━━━━━ Material supplied ━━━━━
PR #646, opened 2025-03-27
GAUD-7681: treat byte diffs properly

dlockhart:
When working in core on a change that caused a large number of zero pixel but many byte diffs, I realized that the vdiff report was misidentifying them.

### DIFF
--- a/src/server/visual-diff-reporter.js
+++ b/src/server/visual-diff-reporter.js
@@ -101,7 +101,7 @@ function flattenResults(session, browserData, fileData) {
 				});
 			}
 			const testData = fileData.tests.get(testName);
-			const bytediff = !t.passed && !!info?.diff && info?.pixelsDiff === 0;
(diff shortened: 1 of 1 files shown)


GZolla (approved):

src/server/visual-diff-reporter.js
```diff
@@ -101,7 +101,7 @@ function flattenResults(session, browserData, fileData) {
 				});
 			}
 			const testData = fileData.tests.get(testName);
-			const bytediff = !t.passed && !!info?.diff && info?.pixelsDiff === 0;
+			const bytediff = !t.passed && info?.diff === undefined && info?.pixelsDiff === 0;
```
dlockhart, line 104: `info.diff` is going to be set to a string value of the path to the diff PNG. When `pixelsDiff` is `0` -- i.e. when there's a byte diff only, then `info.diff` will be `undefined`. `!!someString` will always yield `true` and `!!undefined` will yield `false`, which is the opposite of what we want.

bearfriend (approved):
━━━━━
Aim of the exercise:
Restate exactly the records above from their first line through the line that holds "--- a/src/server/visual-diff-reporter.js", please, including both and leaving out all others.

Written solution:
PR #646, opened 2025-03-27
GAUD-7681: treat byte diffs properly

dlockhart:
When working in core on a change that caused a large number of zero pixel but many byte diffs, I realized that the vdiff report was misidentifying them.

### DIFF
--- a/src/server/visual-diff-reporter.js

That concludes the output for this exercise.